On Tue November 8 2011, 10:05:40 PM, Flavio wrote:
> > serial='pty'
> > usbdevice='tablet'
> > extra = 'video=32,1280,1024'
> >
> > Thank you,
>
> I finally finished to compile the 3.1 kernel. I have compiled the kernel
> with the xenfb module as built in, but even passing the video option
> to the kernel line
> I still cannot set a resolution higher than 800x600.
>
> This is the kernel command line in menu.lst:
> kernel /boot/vmlinuz-3.1.0-1.2-desktop
> root=/dev/disk/by-id/ata-QEMU_HARDDISK_QM00001-part2
> resume=/dev/disk/by-id/ata-QEMU_HARDDISK_QM00001-part1 splash=silent
> quiet showopts vga=0x314 extra='video=32,1280,1024'
>
> and this is what cat /proc/cmdline says:
> root=/dev/disk/by-id/ata-QEMU_HARDDISK_QM00001-part2
> resume=/dev/disk/by-id/ata-QEMU_HARDDISK_QM00001-part1 splash=silent
> quiet vga=0x314 extra='video=32,1280,1024'
This won't work for another reason: 'extra=' is a pv config option for passing
extra kernel options to the boot process, as reflected by /proc/cmdline. Only
adding it to menu.lst would work, IF xen-fbfront is builtin, and the syntax is
as Fajar suggested - xen-fbfront.video=32,1280,1024. If it is not builtin, you
must use the /etc/modprobe.d approach.
However, beyond syntax problems. I doubt this would work at all in an hvm
domu, as they don't use fbfront - that's a pv driver. (Fajar - you can verify
this, right?) 'lspci -vvv' will tell you what driver is loaded for your video
controller. Pls post the output of 'lspci -vvv -s video-device-number', and
then for the driver mentioned at the end, post 'modinfo driver-name'.

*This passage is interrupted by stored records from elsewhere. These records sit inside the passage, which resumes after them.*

PR #6209, opened 2022-09-01
Fix policies for admins

mishaschwartz:
## Motivation and Context

This PR fixes some issues related to policies for admin users:

- The `current_role` and `real_role` functions should return nil if there is no `current_course`. For admins, they returned a non-persisted AdminRole object instead because the `find_or_create_by` method failed to save a new record with an empty course.
- the pre-check in the main_admin_policy was not adding any additional benefit over the default rule and it was also causing policies in the application_policy to always pass. This meant, for example, that the role_is_switched? policy was always true for admins (which meant that they could not view their settings page for example)
- admins could view the courses/index page but could not view any courses because the adminuser model does not have a `visible_courses` method. Since, admins have a different view of the courses (admin/courses/index) the courses/index route should be disabled for admins.
- admin users could not manage subdirectories in repositories when viewing courses since they are not EndUser users. By updating the policy, now all users can manage subdirectories (as intended initially)
- similarly, admin users could not reset their api keys because they are not EndUser users.

## Your Changes

**Description**:

## Checklist


anoverga17 (approved):
Looks good! Thanks for cleaning some of this up.

david-yz-liu (approved):

PR #6224, opened 2022-09-12
filter non-existent parameters out of properties.yml

pretendWhale:
## Motivation and Context

This PR filters any parameters in the `properties.yml` file used in assignment upload/download to remove parameters that aren't present on the relevant models. This should improve compatibility of assignments between MarkUs versions. Specifically,  #5834 removed a column from the `assignment_properties` table, which makes assignment configurations downloaded from versions <2.1.0 incompatible with versions>=2.1 

## Your Changes

**Description**:
Adds a `filter_assignment_properties` method in the assignments controller which adds filters for assignment and related model attributes

## Testing

Tested via the web interface, as well as by adding non-valid attributes to the `properties.yml` fixture file and ensured all tests continue to pass.

## Checklist


mishaschwartz (changes requested):
Just adding a reminder here to add tests and try with the recursive filter function

Changelog.md
```diff
@@ -35,6 +36,7 @@
 - Fix bug where empty groups are hidden by default (#6222)
 - Fix bug where test run table did not re-render when switching results (#6223)
 - Allow admin users to manage the maximum file size setting through the UI (#6195)
+>>>>>>> master
```
mishaschwartz, line 39: remove this

Changelog.md
```diff
@@ -21,6 +21,7 @@
 - Fix bug where gzipped binary feedback files were not unzipped correctly (#6283)
 - Fix bug where remark request summary table wasn't being rendered correctly (#6284)
 - Fix bug where test results were being associated with the wrong test runs (#6287)
+- Filter out invalid properties on assignment upload (#6224)
```
mishaschwartz, line 24: Changelog entries should really describe what the change means for the user of MarkUs (whether that is an end-user, admin, or developer). This describes what has been changed but doesn't really describe how that changes things for a user.

In the case of bugfixes, I like to describe the bug that was fixed in the changelog as opposed to the mechanism used to fix it. Similarly for features, I like to describe the feature that was added instead of how it was done in the code. 

In this case, can we change this to something like "Fix bug where assignments could not be uploaded if unexpected properties were present in the uploaded file content". That's a bit wordy maybe, but something like that

mishaschwartz (changes requested):

david-yz-liu (approved):

PR #6238, opened 2022-09-19
Fix bug where groups are not retrieved in defined order

mishaschwartz:
## Motivation and Context

Groups are not retrieved in a deterministic order by an active record query which results in autotest results being assigned to the wrong test runs. 

(see comment for more details)

## Your Changes

**Description**:

## Checklist


david-yz-liu (commented):
@mishaschwartz yikes, great catch.

I think it would be worth adding a warning comment to the docs for `group_info_for_tests` to say that the group info array isn't guaranteed to be in the same order as the passed `group_ids`. That's pretty non-intuitive.

david-yz-liu (approved):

A further note: if you ever intend to convert this domu to boot as a pv domu,
the above syntax for /dev/disk-by-id won't work, since pv domus don't use
qemu disks. (That's one of those device differences between pv and hvm domus I
was talking about.) I suppose this is a worry for much further down the road.
In my opensuse memu.lst, it is sufficient to say:
kernel /vmlinuz root=/dev/system/root resume=/dev/system/swap [...]
if you are using lvm, or simply /dev/sda?, where ?=partition number. Then
/etc/fstab would have a similar problem, where you would have to use
/dev/sda?, or /dev/disk/by-uuid. As I say, this is much further down the road.